Problem description -
Copy every line below where the string "felixfontein" is found.

=== Section Start ===

PR #5112, opened 2022-08-12
Fix nsupdate when updating NS record

lungj:
##### SUMMARY
Fixed a bug where one cannot update an existing NS record.

##### ISSUE TYPE
- Bugfix Pull Request

##### COMPONENT NAME
`nsupdate`

##### ADDITIONAL INFORMATION
In order to determine if any changes occurred, the `nsupdate` component queries the TTL of the resulting record. 

When querying `A`, `AAAA`, `SOA`, or `CNAME` records, one gets something like this in the ANSWER section:
```
;; ANSWER SECTION:
github.com.		60	IN	A	140.82.113.3
```
Here, we can see a TTL of 60 seconds.

However, an `NS` record and its TTL appears in the AUTHORITY section:
```
;; AUTHORITY SECTION:
github.com.		900	IN	NS	dns1.p08.nsone.net.
github.com.		900	IN	NS	dns2.p08.nsone.net.
github.com.		900	IN	NS	dns3.p08.nsone.net.
github.com.		900	IN	NS	dns4.p08.nsone.net.
```

The `nsupdate` component only searches for TTL in the ANSWER section. Thus, when updating `NS` records, the `nsupdate` component reads the wrong section for a TTL. When no ANSWER section records exist, the `nsupdate` component outright fails due to an index out of bounds error.

This bug fix reads the AUTHORITY section when an NS request is made.

### DIFF
--- a/changelogs/fragments/5112-fix-nsupdate-ns-entry.yaml
+++ b/changelogs/fragments/5112-fix-nsupdate-ns-entry.yaml
@@ -1,0 +1,2 @@
+bugfixes:
+  - nsupdate - compatibility with ns records (https://github.com/ansible-collections/community.general/pull/5112).
--- a/changelogs/fragments/5112-fix-nsupdate-ns-entry.yaml
+++ b/changelogs/fragments/5112-fix-nsupdate-ns-entry.yaml
@@ -1,2 +1,2 @@
 bugfixes:
-  - nsupdate - compatibility with ns records (https://github.com/ansible-collections/community.general/pull/5112).
+  - nsupdate - compatibility with NS records (https://github.com/ansible-collections/community.general/pull/5112).
--- a/plugins/modules/net_tools/nsupdate.py
+++ b/plugins/modules/net_tools/nsupdate.py
@@ -427,7 +427,10 @@ class RecordManager(object):
         if lookup.rcode() != dns.rcode.NOERROR:
             self.module.fail_json(msg='Failed to lookup TTL of existing matching record.')
 
-        current_ttl = lookup.answer[0].ttl if lookup.answer else lookup.authority[0].ttl
+        if self.module.params['type'] == 'NS:
+            current_ttl = lookup.answer[0].ttl if lookup.answer else lookup.authority[0].ttl
+        else:
+            current_ttl = lookup.answer[0].ttl
         return current_ttl != self.module.params['ttl']
 
 
--- a/plugins/modules/net_tools/nsupdate.py
+++ b/plugins/modules/net_tools/nsupdate.py
@@ -427,7 +427,7 @@ class RecordManager(object):
         if lookup.rcode() != dns.rcode.NOERROR:
             self.module.fail_json(msg='Failed to lookup TTL of existing matching record.')
 
-        current_ttl = lookup.authority[0].ttl if self.module.params['type'] == 'NS' else lookup.answer[0].ttl
+        current_ttl = lookup.answer[0].ttl if lookup.answer else lookup.authority[0].ttl
         return current_ttl != self.module.params['ttl']
 
 
--- a/plugins/modules/net_tools/nsupdate.py
+++ b/plugins/modules/net_tools/nsupdate.py
@@ -427,7 +427,7 @@ class RecordManager(object):
         if lookup.rcode() != dns.rcode.NOERROR:
             self.module.fail_json(msg='Failed to lookup TTL of existing matching record.')
 
-        if self.module.params['type'] == 'NS:
+        if self.module.params['type'] == 'NS':
             current_ttl = lookup.answer[0].ttl if lookup.answer else lookup.authority[0].ttl
         else:
             current_ttl = lookup.answer[0].ttl
--- a/plugins/modules/net_tools/nsupdate.py
+++ b/plugins/modules/net_tools/nsupdate.py
@@ -427,7 +427,7 @@ class RecordManager(object):
         if lookup.rcode() != dns.rcode.NOERROR:
             self.module.fail_json(msg='Failed to lookup TTL of existing matching record.')
 
-        current_ttl = lookup.answer[0].ttl
+        current_ttl = lookup.authority[0].ttl if self.module.params['type'] == 'NS' else lookup.answer[0].ttl
         return current_ttl != self.module.params['ttl']
 
 


changelogs/fragments/5112-fix-nsupdate-ns-entry.yaml
```diff
@@ -0,0 +1,2 @@
+bugfixes:
+  - nsupdate - compatibility with ns records (https://github.com/ansible-collections/community.general/pull/5112).
```
felixfontein, line 2:
```suggestion
  - nsupdate - compatibility with NS records (https://github.com/ansible-collections/community.general/pull/5112).
```

felixfontein:
Hmm, depending on the name server and the domain queried, it also shows up in the answer section. How about first looking in the answer section, and if it's not there, then use the authority section?

lungj:
> Hmm, depending on the name server and the domain queried, it also shows up in the answer section. How about first looking in the answer section, and if it's not there, then use the authority section?

Thanks for the review again! The TTLs do not need to match between ANSWER and AUTHORITY. In fact, in many cases, A and NS records probably differ in TTL, as the actual (abridged) `github.com` records do. Using a fallback could lead to an incorrect return value from this function.

The `nsupdate` component compares the desired TTL with the TTL from the DNS query to see if they match; when trying to set an NS record, we should only be looking at the NS records' TTLs. Otherwise, whenever we call this module on an NS record, we are likely to have it report a change because the desired TTL in the AUTHORITY section will not match the TTL of anything in the ANSWER section. For example, if we have this:
```
;; ANSWER SECTION:
github.com.		60	IN	A	140.82.113.3
;; AUTHORITY SECTION:
github.com.		900	IN	NS	dns1.p08.nsone.net.
```
and we call this:
```
- community.general.nsupdate:
    key_name: "nsupdate"
    key_secret: "+bFQtBCta7j2vWkjPkAFtgA=="
    server: "127.0.0.1"
    zone: "github.com"
    record: "github.com."
    type: "NS"
    value:
      - "dns1.p08.nsone.net"
    ttl: 900
```

if we use the ANSWER value and then fall back to AUTHORITY, this component would say that `60 != 900` (line 431) and thus that there is a change -- when, in fact, no change is requested.

russoz (approved):
Other than the small adjustment in the chglog fragment, LGTM.

felixfontein:
> > Hmm, depending on the name server and the domain queried, it also shows up in the answer section. How about first looking in the answer section, and if it's not there, then use the authority section?
> 
> Thanks for the review again! The TTLs do not need to match between ANSWER and AUTHORITY. In fact, in many cases, A and NS records probably differ in TTL, as the actual (abridged) `github.com` records do. Using a fallback could lead to an incorrect return value from this function.

I was *not* talking about the TTL of A records in the answer, but of the NS records in the answer. If you query for a domain's NS records, you should get the correct TTL in the answer to that request.

For example `dig -t NS github.com` gives me
```
;; ANSWER SECTION:
github.com.		3600	IN	NS	dns3.p08.nsone.net.
github.com.		3600	IN	NS	ns-520.awsdns-01.net.
[... several more ...]

;; AUTHORITY SECTION:
github.com.		3600	IN	NS	ns-520.awsdns-01.net.
github.com.		3600	IN	NS	dns1.p08.nsone.net.
[... several more ...]
```

After all the code does query for records of the type it's interested in: https://github.com/ansible-collections/community.general/pull/5112/files#diff-b86a495028fd26a8d2fbf68b85320b9792958611523d19ad00b12b429371193fR413

lungj:
> > > Hmm, depending on the name server and the domain queried, it also shows up in the answer section. How about first looking in the answer section, and if it's not there, then use the authority section?
> > 
> > 
> > Thanks for the review again! The TTLs do not need to match between ANSWER and AUTHORITY. In fact, in many cases, A and NS records probably differ in TTL, as the actual (abridged) `github.com` records do. Using a fallback could lead to an incorrect return value from this function.
> 
> I was _not_ talking about the TTL of A records in the answer, but of the NS records in the answer. If you query for a domain's NS records, you should get the correct TTL in the answer to that request.
> 
> For example `dig -t NS github.com` gives me
> 
> ```
> ;; ANSWER SECTION:
> github.com.		3600	IN	NS	dns3.p08.nsone.net.
> github.com.		3600	IN	NS	ns-520.awsdns-01.net.
> [... several more ...]
> 
> ;; AUTHORITY SECTION:
> github.com.		3600	IN	NS	ns-520.awsdns-01.net.
> github.com.		3600	IN	NS	dns1.p08.nsone.net.
> [... several more ...]
> ```
> 
> After all the code does query for records of the type it's interested in: https://github.com/ansible-collections/community.general/pull/5112/files#diff-b86a495028fd26a8d2fbf68b85320b9792958611523d19ad00b12b429371193fR413

Thanks for clarifying! I've made the patch sinceI'm not versed enough in all the differences in behaviour of different DNS servers. One of the other use cases for the `nsupdate` module is for updating a zone that contains subdomains so we're interested in results of `dig -t NS github.com @l.gtld-servers.net.` (assuming we're the administrators of the `.com` TLD), but the fallback to `AUTHORITY` you suggested works in this situation since there is no ANSWER section given.

plugins/modules/net_tools/nsupdate.py
```diff
@@ -427,7 +427,7 @@ def ttl_changed(self):
         if lookup.rcode() != dns.rcode.NOERROR:
             self.module.fail_json(msg='Failed to lookup TTL of existing matching record.')
 
-        current_ttl = lookup.answer[0].ttl
+        current_ttl = lookup.answer[0].ttl if lookup.answer else lookup.authority[0].ttl
```
felixfontein, line 430: I think this fallback should only happen for NS records, since `lookup.authority` always contains NS entries. Maybe
```suggestion
        if self.module.params['type'] == 'NS:
            current_ttl = lookup.answer[0].ttl if lookup.answer else lookup.authority[0].ttl
        else:
            current_ttl = lookup.answer[0].ttl
```

felixfontein (approved):
Looks good to me.

plugins/modules/net_tools/nsupdate.py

=== Section End ===

Solution to this exercise -
felixfontein, line 2:
felixfontein:
felixfontein:
felixfontein, line 430: I think this fallback should only happen for NS records, since `lookup.authority` always contains NS entries. Maybe
felixfontein (approved):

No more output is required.